Department of Thoracic/Head and Neck Medical Oncology, Unit 432, The University of Texas M. D. Anderson Cancer Center, 1515 Holcombe Boulevard, Houston, TX 77030-4009, USA.
Cancer. 2010 Mar 15;116(6):1582-91. doi: 10.1002/cncr.24927.

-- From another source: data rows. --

PR #1498, opened 2026-06-16
Change instructions to rename src folder to services for monorepos

nturinski:


MicroFish91 (approved):
I assume that the agent understands that it has the freedom to provide better names instead of using examples like "functions" and "web" all the time?

PR #1511, opened 2026-06-23
Add manual tenant sign-in fallback for Conditional Access tenants

CoffeeKanzler:


CoffeeKanzler:
@microsoft-github-policy-service agree

bwateratmsft (commented):
The Azure Resources extension supports multi-tenant authentication on purpose. You can filter out tenants you aren't interested in looking at with the Accounts and Tenants view and the subscription filter. I don't see why this is necessary.

CoffeeKanzler:
You can not login into some tenants that enforce that via conditional login. You NEED to specifiy the tenant manually to start the Auth workflow via the Microsoft Authenticator

bwateratmsft:
Does the "Sign in to Tenant (Directory)..." command work?

CoffeeKanzler:
No sadly it does not.  The flow from my understanding is:

Azure: Sign In 
-> provider.signIn(undefined) 
-> authentication.getSession("microsoft", ARM scopes) 
-> no VSCODE_TENANT scope 
-> Microsoft Authentication defaults to the "organizations" authority

Sign in to Tenant 
-> getAccounts() 
-> for each already-authenticated account: getTenantsForAccount() 
-> call Azure listTenants() 
-> populate Quick Pick with returned tenants 
-> user selects one of those discovered tenants 
-> provider.signIn(selectedTenant) 
-> VSCODE_TENANT:<selectedTenantId> is finally added

getAccounts() requires an account already registered with the VS Code Microsoft authentication provider. If the initial generic authentication failed, there is no account to use for tenant discovery.

This creates a circular dependency:

Tenant-specific authentication is required to satisfy Conditional Access and sign into tenant requires generic authentication and tenant discovery before it can request tenant-specific authentication

bwateratmsft:
That makes sense. Perhaps an input box in `Sign in to Tenant (Directory)...` to ask for tenant ID, or something like that would work? If the default sign in fails?

(side note, I wish Azure auth wasn't so nightmarishly overcomplicated...)

CoffeeKanzler:
Yeah that sounds like a better Idea than my current solution. I can look into that and rewrite this.

CoffeeKanzler:
I'll rework the description and work on the findings later this week probably. For now my tests are successful but I'll have to work in the additions of Copilot

CoffeeKanzler:
@bwateratmsft One open design question I'd like your call on before this is final:

When a user manually enters a tenant and sign-in succeeds, we persist it (`globalState`) and use it as the **account-level** authentication fallback — i.e. it's injected as the `tenantId` only for contexts that don't already specify one (the "list tenants for account" path). Contexts that already have a tenant ID ignore it, and ARM's tenant-list endpoint is account-wide, so it doesn't hide other tenants from the UI.

The thing I'm unsure about is its **lifecycle**: it's currently never cleared. The one case that can actually wedge things is a *stale/revoked* manual tenant — if the user later loses access to it, account-level enumeration keeps trying to get a token for it. Clearing it on a successful *discovered* sign-in doesn't help there (you can't reach discovery if enumeration is already blocked).

Options I see: (a) leave it as-is, (b) add an explicit "Clear manual tenant" affordance, or (c) self-heal by dropping it if its silent token acquisition fails. Do you have a preference, or would you rather keep this PR to the bootstrap fix and handle lifecycle separately?

src/commands/accounts/signInToTenant.ts
bwateratmsft, line 1: We should make the changes in the auth package in `microsoft/vscode-azuretools` rather than duplicating the code there. Potentially we add a tenant or tenant ID arg to that function? @alexweininger thoughts?

bwateratmsft (commented):
Once an account is signed in (to a specific tenant), does it still hit the endpoint that CA is blocking? The MSAL broker might be "sticky" enough to remember the tenant for us once the account has been signed in, removing the need to persist the tenant ID ourselves. Not certain, but worth trying.

src/commands/accounts/signInToTenant.ts
alexweininger: @coffeekanzler thanks for opening the PR!

`getPicks` here duplicates the auth package's existing picker, can we instead just delegate to the auth package's `signInToTenant(provider)` and only fall back to the manual tenant input box when it throws `NotSignedInError`? That avoids the duplication and any auth-package changes. Also, do we actually need the `manualSignInTenant` persistence + `getSubscriptionContext` override?

For example: https://github.com/microsoft/vscode-azureresourcegroups/compare/main...alexweininger/sign-in-to-tenant-manual-entry

CoffeeKanzler: Happy to refactor the picker to delegate to the auth package's signInToTenant(provider) with an input-box fallback on NotSignedInError, @alexweininger.

  On whether we still need the manualSignInTenant persistence + getSubscriptionContext override: I tested exactly this. The manual sign-in itself succeeds, but resources never populate afterward.

  The reason: subscription enumeration goes through getSubscriptionContext({ account, tenantId: undefined }) → listTenants(), and with tenantId undefined the silent token request hits the common/organizations
  endpoint. So no subscriptions come back and the tree stays empty. The override re-injects the signed-in tenant into that account-level context, which scopes the silent token correctly and makes resources load. 

It has to be persisted (not just in-memory) because the same enumeration re-runs on every reload.

  @bwateratmsft — to your MSAL-stickiness question, that's what I was hoping too, but in practice the broker is only sticky for the interactive sign-in, not for the silent enumeration token. Without the persisted
  tenant, a reload gives an empty tree.

  So my proposal: Refactor the delegation (drop the duplicated picker) and keep the tenant persistence + context override (necessary for resources to actually load). 
  
  If you'd rather that re-scoping live in the auth package instead like e.g. a "default/sticky tenant" the provider applies to account-level requests then I'd need to further study the auth package after I am back.

  Heads up on timing: I'm traveling in about an hour and won't be back until Friday at the earliest, so apologies in advance for the slow follow-up. I'll pick this up as soon as I'm back.

alexweininger: Sorry to go back and forth on it, but now that we know we need to persist that value, then I think it's best kept as a setting like your original design.

1. Drop the `manualSignInTenant` globalState, use an advanced setting instead.
2. Move the discovery fix to `getTenantsForAccount` (we already override it, and it gets the `account`): when ARM `/tenants` returns empty/throws for a conditional-access user, inject `AzureTenant { tenantId: <setting>, account }`. The normal per-tenant flow then lists subscriptions via that tenant's session, so we can drop the `getSubscriptionContext` override entirely.
3. Keep using the setting for the initial `signIn({ tenantId })`.

summary: one setting + the existing public override, no globalState, no internal coupling. Clients consume our discovered subscriptions via the Resources API, so this covers the whole extension family too.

BACKGROUND: The recently developed the Src and Abelson (Abl) kinase inhibitor dasatinib has antitumor effects in epithelial and mesenchymal tumors. Preclinical data have indicated that dasatinib is metabolized primarily through cytochrome P450 3A4 (CYP3A4) and may cause QT prolongation. In light of its improved tolerability, the authors were interested in the safety of a once-daily dasatinib regimen. METHODS: The authors conducted a phase 1 trial of dasatinib in 29 patients with advanced solid tumors. Segment 1 of the trial was short term and sequential and was designed to determine whether the coadministration of the potent CYP3A4 inhibitor ketoconazole had an effect on the pharmacokinetics of dasatinib. Segment 2 was designed to evaluate the safety of dasatinib as dosing was increased. QT intervals were monitored closely in both segments. Efficacy was assessed in Segment 2 using both positron emission tomography and computed tomography. RESULTS: Hematologic toxicities were markedly less than those observed in patients with leukemia, whereas nonhematologic toxicities were similar. The authors determined that the maximum recommended dose was 180 mg once daily based on the incidence of pleural effusion. Coadministration of ketoconazole led to a marked increase in dasatinib exposure, which was correlated with an increase in corrected QT (QTc) values of approximately 6 msec. No adverse cardiac events were observed. CONCLUSIONS: The dose-limiting toxic effect for dasatinib was pleural effusion. The pharmacokinetic and cardiac studies indicated that coadministration of dasatinib with potent CYP3A4 inhibitors or agents that prolong the QTc interval should be avoided if possible. Close monitoring for toxicity and dose reduction should be considered if the coadministration of such agents cannot be avoided.
背景:最近开发的Src 和 Abelson(Abl)激酶抑制剂 dasatinib 在上皮和间充质肿瘤中具有抗肿瘤作用。临床前数据表明,dasatinib 主要通过细胞色素 P450 3A4(CYP3A4)代谢,可能导致 QT 延长。鉴于其改善的耐受性,作者对每日一次 dasatinib 方案的安全性感兴趣。
方法:作者对 29 例晚期实体瘤患者进行了 dasatinib 的 I 期试验。试验的第 1 部分是短期的和连续的,旨在确定强 CYP3A4 抑制剂酮康唑的联合用药是否会影响 dasatinib 的药代动力学。第 2 部分旨在评估增加剂量时 dasatinib 的安全性。在这两个部分中都密切监测 QT 间期。第 2 部分使用正电子发射断层扫描和计算机断层扫描评估疗效。
结果:血液学毒性明显低于白血病患者,而非血液学毒性相似。作者根据胸腔积液的发生率确定最大推荐剂量为 180mg 每日一次。酮康唑的联合用药导致 dasatinib 暴露量显著增加,这与校正 QT(QTc)值增加约 6msec 相关。未观察到不良心脏事件。
结论:dasatinib 的剂量限制毒性作用是胸腔积液。药代动力学和心脏研究表明,如果可能,应避免 dasatinib 与强效 CYP3A4 抑制剂或延长 QTc 间隔的药物联合用药。如果不能避免联合使用这些药物,则应密切监测毒性和剂量减少。